Kobo to Launch Publishing Arm, Rita Dove Bluffs Amy Tan, and More

by
Evan Smith Rakoff
10.27.11

Every day Poets & Writers Magazine scans the headlines—from publishing reports to academic announcements to literary dispatches—for all the news that creative writers need to know. Here are today's stories:

Canadian-based e-bookseller Kobo will follow Amazon's lead and create a publishing division. (CBC News)

Meanwhile, charging them with discriminatory shipping practices, the Puerto Rican government may sue Amazon. (Shelf Awareness)

Reversing the national trend of staffing cuts and diminishing books coverage in newspapers, the Chicago Tribune is planning a standalone books section, at an extra charge. (Crain's)

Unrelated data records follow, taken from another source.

PR #1709, opened 2021-09-10
ref(JitsiConference): don't crash on wrong oldTrack

paweldomas:
If oldTrack was not previously in the conference this will
lead to a crash in onLocalTrackRemoved where oldTrack doesn't
have `muteHandler` and `audioLevelHandler` listeners defined.

### DIFF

A few nights ago a host of leading writers—including Walter Kirn, Steve Martin, Rita Dove, and Amy Tan—gathered at a Chinese restaurant in New York City, not for a reading or panel discussion, but for a poker tournament. (Paris Review)

At the New York Public Library, e-book lending increased 81 percent last year. (Los Angeles Times)

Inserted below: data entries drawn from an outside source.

PR #1711, opened 2021-09-14
Rename iceConfig to pcConfig and other logging enhancements

jallamsetty1:
Please look at the individual commits for more information.

### DIFF
--- a/modules/xmpp/strophe.jingle.js
+++ b/modules/xmpp/strophe.jingle.js
@@ -3,6 +3,7 @@
 import { getLogger } from 'jitsi-meet-logger';
 import { $iq, Strophe } from 'strophe.js';
 
+import * as MediaType from '../../service/RTC/MediaType';
 import {
     ACTION_JINGLE_TR_RECEIVED,
     ACTION_JINGLE_TR_SUCCESS,
@@ -31,10 +32,10 @@ const logger = getLogger(__filename);
  *
  * @param {*} iq the IQ to which source descriptions will be added.
  * @param {*} jsonMessageXml The XML node for the "json-message" element.
- * @returns nothing.
+ * @returns {Map<string, Array<string>} The audio and video ssrcs extracted from the JSON-encoded message with remote
+ * endpoint id as the key.
  */
 function expandSourcesFromJson(iq, jsonMessageXml) {
-
     let json;
 
     try {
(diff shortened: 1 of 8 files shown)


modules/xmpp/strophe.jingle.js
```diff
@@ -354,20 +373,24 @@ export default class JingleConnectionPlugin extends ConnectionPlugin {
...
             break;
         }
         case 'transport-info': {
+            logger.debug(`Received ${action} from ${fromJid}`, iq);
             this.eventEmitter.emit(
                 XMPPEvents.TRANSPORT_INFO, sess, $(iq).find('>jingle'));
             break;
         }
         case 'session-terminate': {
+            logger.debug(`Received ${action} from ${fromJid}`, iq);
```
paweldomas, line 393: have to be careful with logging objects on mobile

jallamsetty1: This has always been the case before, instead of logging every IQ, I am just logging the IQs for all messages except `session-initiate`, `source-add` and `source-remove`.

modules/xmpp/strophe.jingle.js
```diff
@@ -331,7 +331,7 @@ export default class JingleConnectionPlugin extends ConnectionPlugin {
                 `Marking session from ${fromJid
                 } as ${isP2P ? '' : '*not*'} P2P`);
 
-            const iceConfig = isP2P ? this.p2pIceConfig : this.jvbIceConfig;
+            const pcConfig = isP2P ? this.p2pIceConfig : this.jvbIceConfig;
```
saghul, line 353: Do we not want to rename `this.p2pIceConfig` and `this.jvbIceConfig` ? Me thinks `this.pcConfig.p2p` and `this.pcConfig.jvb` looks moar better :-P

modules/xmpp/strophe.jingle.js
```diff
@@ -407,12 +431,10 @@ export default class JingleConnectionPlugin extends ConnectionPlugin {
                 sess.sendTransportReject();
             });
             break;
-        case 'addsource': // FIXME: proprietary, un-jingleish
```
saghul, line 410: nice!

saghul (commented):
Left some comments, thanks for doing this!

modules/xmpp/strophe.jingle.js
jallamsetty1: Actually, `this.p2pIceConfig `and `this.jvbIceConfig` have the ice servers info, that is why I didn't change them.

saghul: Oh, nevermind then!

modules/xmpp/strophe.jingle.js
jallamsetty1: Done.

saghul (approved):
Beautiful!

PR #1715, opened 2021-09-16
chore(deps): bump sdp-interop to get another ICE restart fix

nils-ohlmeier:


saghul:
You need to run npm install so package-lock is updated too

nils-ohlmeier:
I don't get why the change to package-lock.json doesn't show up. Locally I see it. Abandoning to open a new clean PR instead.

With the recent paperback release of Letters to Monica, the poet Philip Larkin's correspondence with his companion Monica Jones, Standpoint Magazine gleans what's to be learned from the poet's letters: "Every now & then I open the little trap door in my head & look in to see if the hideous roaring panic & misery has died down. It hasn't, & I don't see why it should."

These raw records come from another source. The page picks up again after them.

PR #1718, opened 2021-09-20
Task/add external key handler

tmoldovan8x8:


modules/e2ee/Context.js
```diff
@@ -39,7 +39,7 @@ export class Context {
     /**
      * @param {string} id - local muc resourcepart
```
saghul, line 40: Please remove the stray comment.

modules/e2ee/Context.js
```diff
@@ -80,10 +82,11 @@ export class Context {
      */
     _setKeys(keys, keyIndex = -1) {
         if (keyIndex >= 0) {
-            this._cryptoKeyRing[keyIndex] = keys;
-        } else {
-            this._cryptoKeyRing[this._currentKeyIndex] = keys;
+            this._currentKeyIndex = keyIndex % this._cryptoKeyRing.length;
```
saghul, line 85: This is duplicated from `setKeyBytes`, let's unify the logic somehow.

modules/e2ee/Context.js
```diff
@@ -250,17 +253,25 @@ export class Context {
 
             encodedFrame.data = newData;
         } catch (error) {
-            if (ratchetCount < RATCHET_WINDOW_SIZE) {
-                material = await importKey(await ratchet(material));
+            if (!this._externallyManaged) {
```
saghul, line 256: You can reverse the if condition, return early, and save an indentation level.

modules/e2ee/Context.js
```diff
@@ -250,17 +253,25 @@ export class Context {
...
+                if (ratchetCount === 0) {
```
saghul, line 257: Please leave a thick comment above this, explaining why we are doing it that way, but more importantly, this is not really related to the spirit of this PR, so let's make it its own commit at least.

modules/e2ee/E2EEContext.js
```diff
@@ -133,12 +133,29 @@ export default class E2EEcontext {
...
         this._worker.postMessage({
-            operation: 'setKey',
+            operation: 'setKeyBytes',
             participantId,
             key,
             keyIndex
         });
     }
+
+    setKey(participantId, key, keyIndex, unique = false) {
```
saghul, line 145: dcstring

modules/e2ee/E2EEContext.js
```diff
@@ -133,12 +133,29 @@ export default class E2EEcontext {
...
+        this._worker.postMessage({
+            operation: 'setKey',
+            key,
+            keyIndex,
+            participantId,
+            unique
+        });
+    }
+
+    setKeyManagementMode(externallyManaged) {
```
saghul, line 155: Maybe we can call this "initialize" instead, and pass an options object, so we have some extensibility for the future.

JitsiConference.js
```diff
@@ -260,7 +260,7 @@ export default function JitsiConference(options) {
     if (this.isE2EESupported()) {
         logger.info('End-to-End Encryprtion is supported');
 
-        this._e2eEncryption = new E2EEncryption(this);
+        this._e2eEncryption = new E2EEncryption(this, this.options.config.externallyManagede2ee);
```
saghul, line 263: We don't need to pass it explicitly, we can read it from the conference.

modules/e2ee/E2EEncryption.js
```diff
@@ -96,10 +32,13 @@ export class E2EEncryption {
      * @returns {boolean}
      */
     static isSupported(config) {
+        if (!config.externallyManagede2ee && !OlmAdapter.isSupported()) {
```
saghul, line 35: Maybe we should create a dedicated "e2ee" section instead. With a "mode" option.

modules/e2ee/E2EEncryption.js
```diff
@@ -118,238 +57,10 @@ export class E2EEncryption {
...
-     * @private
-     */
-    _trackMuteChanged(track) {
-        if (browser.doesVideoMuteByStreamRemove() && track.isLocal() && track.isVideoTrack() && !track.isMuted()) {
-            for (const session of this.conference._getMediaSessions()) {
-                this._setupSenderE2EEForTrack(session, track);
-            }
-        }
+    setEncryptionKey(keyInfo) {
+        this._keyHandler.setKey && this._keyHandler.setKey(keyInfo);
```
saghul, line 64:
```suggestion
        this._keyHandler?.setKey(keyInfo);
```

modules/e2ee/KeyHandler.js
```diff
@@ -0,0 +1,173 @@
...
+
+        this.enabled = enabled;
+
+        if (!enabled) {
+            for (const participant of this.conference.getParticipants()) {
+                this.e2eeCtx.cleanup(participant.getId());
+            }
+        }
+
+        await this.setEnabledExtras(enabled);
```
saghul, line 79: Maybe we can call this `_setEnabled`.

modules/e2ee/ManagedKeyHandler.js
```diff
@@ -0,0 +1,185 @@
...
+        }
+
+        // Generate a random key in case we are enabling.
+        this._key = enabled ? this._generateKey() : false;
+
+        // Send it to others using the E2EE olm channel.
+        const index = await this._olmAdapter.updateKey(this._key);
+
+        // Set our key so we begin encrypting.
+        this.e2eeCtx.setKeyBytes(this.conference.myUserId(), this._key, index ?? 0);
```
saghul, line 78: Can you check in which case we'd lack the index?

modules/e2ee/OlmAdapter.js
```diff
@@ -626,3 +646,5 @@ function safeJsonParse(data) {
         return {};
     }
 }
+
+OlmAdapter.events = OlmAdapterEvents;
```
saghul, line 650: Do we use these events outside of the adapter anymore? If not let's get rid of them!

modules/e2ee/Worker.js
```diff
@@ -7,18 +7,29 @@ import { Context } from './Context';
 
 const contexts = new Map(); // Map participant id => context
 
+let singleKey = false;
```
saghul, line 10: We don't need this. We can check if there is a shared context and infer it.

modules/e2ee/Worker.js
```diff
@@ -7,18 +7,29 @@ import { Context } from './Context';
...
  * @param {string} participantId - The participant whose context we need.
  * @returns {Object} The context.
  */
 function getParticipantContext(participantId) {
-    if (!contexts.has(participantId)) {
-        contexts.set(participantId, new Context(participantId));
-    }
+   if (singleKey) {
+       if (!singleContext) {
+          singleContext = new Context();
```
saghul, line 22: Instead of doing it here, implicitly, let's be explicit and have a `initialize` method, which sets it  up.

modules/e2ee/Worker.js
```diff
@@ -52,15 +63,22 @@ onmessage = async event => {
         const context = getParticipantContext(participantId);
 
         handleTransform(context, operation, readableStream, writableStream);
-    } else if (operation === 'setKey') {
+    } else if (operation === 'setKeyBytes') {
```
saghul, line 66: This looks almost a carbon copy of setKey. How about this: a subclass of Context, called SharedContext, which overrides setKey, does the needful, and calls _setKey.

modules/e2ee/Context.js
```diff
@@ -39,7 +39,7 @@ export class Context {
     /**
      * @param {string} id - local muc resourcepart
      */
-    constructor(id) {
+    constructor(externallyManaged = false) {
```
saghul, line 42: We could create the context with shared keys as follows: `new Context({ shareKey: true });

Then, internally, we wouldn't derive any keys or ratchet. We just use what we are given in setKey.

saghul (commented):
Round 1!

modules/e2ee/E2EEContext.js
```diff
@@ -24,7 +24,7 @@ export default class E2EEcontext {
     /**
      * Build a new E2EE context instance, which will be used in a given conference.
      */
-    constructor() {
+    constructor(options) {
```
saghul, line 27: Document, maybe provide a default value?

modules/e2ee/E2EEContext.js
```diff
@@ -45,6 +45,13 @@ export default class E2EEcontext {
 
         this._worker = new Worker(blobUrl, { name: 'E2EE Worker' });
         this._worker.onerror = e => logger.onerror(e);
+
+        const { shareKey } = options;
```
saghul, line 49: sharedKey

modules/e2ee/E2EEncryption.js
```diff
@@ -118,238 +60,16 @@ export class E2EEncryption {
...
-     * @param {JitsiLocalTrack} track - the track for which muted status has changed.
-     * @private
-     */
-    _trackMuteChanged(track) {
-        if (browser.doesVideoMuteByStreamRemove() && track.isLocal() && track.isVideoTrack() && !track.isMuted()) {
-            for (const session of this.conference._getMediaSessions()) {
-                this._setupSenderE2EEForTrack(session, track);
-            }
-        }
+     * @param {Object} keyInfo whether to enable E2EE or not.
```
saghul, line 69: Let's describe the layout of the object please.

modules/e2ee/KeyHandler.js
```diff
@@ -0,0 +1,168 @@
...
+
+        this._enabling && await this._enabling;
+
+        this._enabling = new Deferred();
+
+        this.enabled = enabled;
+
+        if (!enabled) {
+            for (const participant of this.conference.getParticipants()) {
+                this.e2eeCtx.cleanup(participant.getId());
```
saghul, line 78: Maybe we can take the opportunity and add some `cleanupAll` here?

modules/e2ee/ManagedKeyHandler.js
```diff
@@ -0,0 +1,183 @@
...
+        this._key = undefined;
+        this._conferenceJoined = false;
+
+        this._olmAdapter = new OlmAdapter(conference);
+
+        this._rotateKey = debounce(this._rotateKeyImpl, DEBOUNCE_PERIOD);
+        this._ratchetKey = debounce(this._ratchetKeyImpl, DEBOUNCE_PERIOD);
+
+        // Olm signalling events.
+        this._olmAdapter && this._olmAdapter.on(
```
saghul, line 37: no need to check for olmAdapter, it will exist for sure, you just created it a couple of lines above

modules/e2ee/ManagedKeyHandler.js
```diff
@@ -0,0 +1,183 @@
...
+    async _onParticipantPropertyChanged(participant, name, oldValue, newValue) {
+        switch (name) {
+        case 'e2ee.idKey':
+            logger.debug(`Participant ${participant.getId()} updated their id key: ${newValue}`);
+            break;
+        case 'e2ee.enabled':
+            if (!newValue && this.enabled) {
+                this._olmAdapter && this._olmAdapter.clearParticipantSession(participant);
+
+                this._rotateKey();
```
saghul, line 99: Not related to this change, but can you please remind me: why did we do this? Looks like we are rotating the key when a participant disables e2ee while we have it enabled? Why is that?

modules/e2ee/Worker.js
```diff
@@ -59,7 +71,7 @@ onmessage = async event => {
         if (key) {
             context.setKey(key, keyIndex);
         } else {
-            context.setKey(false, keyIndex);
+            context.setKey((false, keyIndex));
```
saghul, line 74: Is this right?

modules/e2ee/OlmAdapter.js
saghul: Do we still need these then?

tmoldovan8x8: Yep, it is still used in ManagedKeyHandler

JitsiConference.js
```diff
@@ -3661,6 +3661,19 @@ JitsiConference.prototype.toggleE2EE = function(enabled) {
     this._e2eEncryption.setEnabled(enabled);
 };
 
+/**
+ * Sets the key for End-to-End encryption.
+ *
+ * @param keyInfo: {Object {
+                encryptionKey: CryptoKey
```
saghul, line 3668: Check how we document other inner options, usually it's a param line for each, with `keyInfo.XXX` as each item.

modules/e2ee/Context.js
```diff
@@ -260,9 +268,18 @@ export class Context {
                 return await this._decryptFrame(
                     encodedFrame,
                     keyIndex,
+                    initialKey || this._cryptoKeyRing[this._currentKeyIndex],
                     ratchetCount + 1);
             }
 
+            /*
+               Since the key it is first send and only afterwards actually used for encrypting, there were
```
saghul, line 276: Can you please format this log with a `*` at the beginning of each line? LIke our other multiline logs please.

modules/e2ee/E2EEContext.js
```diff
@@ -45,6 +45,13 @@ export default class E2EEcontext {
 
         this._worker = new Worker(blobUrl, { name: 'E2EE Worker' });
         this._worker.onerror = e => logger.onerror(e);
+
+        const { sharedKey } = options;
```
saghul, line 49: Maybe destructure this in the constructor line?

modules/e2ee/E2EEContext.js
```diff
@@ -24,7 +24,7 @@ export default class E2EEcontext {
     /**
      * Build a new E2EE context instance, which will be used in a given conference.
      */
-    constructor() {
+    constructor(options = {}) {
```
saghul, line 27: Document `options`

modules/e2ee/E2EEncryption.js
```diff
@@ -118,238 +58,19 @@ export class E2EEncryption {
...
-     * @private
-     */
-    _trackMuteChanged(track) {
-        if (browser.doesVideoMuteByStreamRemove() && track.isLocal() && track.isVideoTrack() && !track.isMuted()) {
-            for (const session of this.conference._getMediaSessions()) {
-                this._setupSenderE2EEForTrack(session, track);
-            }
-        }
+     * @param keyInfo: {Object {
+                encryptionKey: CryptoKey
```
saghul, line 68: Ditto log formatting.

modules/e2ee/E2EEncryption.js
```diff
@@ -118,238 +58,19 @@ export class E2EEncryption {
...
+                index: Number
+        }}
+     * @returns {void}
+    */
+    setEncryptionKey(keyInfo) {
```
saghul, line 73: Checking if setKey is available reads a bit weird. How about this: let's make the base class throw an error that says "not implemented". Olm won't override it. The other one will. This way someone will notice if they are using the API wrong.

modules/e2ee/ExternallyManagedKeyHandler.js
```diff
@@ -0,0 +1,26 @@
...
+     * Sets the key for End-to-End encryption.
+     *
+     * @param keyInfo: {Object {
+                encryptionKey: CryptoKey
+                index: Number
+        }}
+     * @returns {void}
+    */
+    setKey(keyInfo) {
+        this.e2eeCtx.setKey(undefined, { encryptionKey: keyInfo.encryptionKey }, keyInfo.index);
```
saghul, line 24: Shouldn't the index be part of the second argument?

modules/e2ee/KeyHandler.js
```diff
@@ -0,0 +1,166 @@
...
+const logger = getLogger(__filename);
+
+/**
+ * Abstract class that integrates {@link E2EEContext} with a key management system.
+ */
+export class KeyHandler extends Listenable {
+    /**
+     * Build a new KeyHandler instance, which will be used in a given conference.
+     */
+    constructor(conference, options = {}) {
```
saghul, line 22: Please document options.

saghul (changes requested):
Did another round!

modules/e2ee/ExternallyManagedKeyHandler.js
tmoldovan8x8: It is the third parameter, used from different places, I would not change it for this.

saghul: Ah right! I was mislead by the fact that we have more than one item in the key object in the olm case.

saghul:
There seems to be a conflict, can you rebase?

saghul:
Please rebase again... sorry my bad this time.

tmoldovan8x8:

University of California computer scientist Kevin Knight, together with colleagues in Sweden, used modern translation software to decipher a German text written in secret code, the Copiale Cipher, which has baffled scientists since its discovery. (Wired)

USA Today reports profanity in best-selling book titles is a growing trend. And they're not f&*%$ing kidding.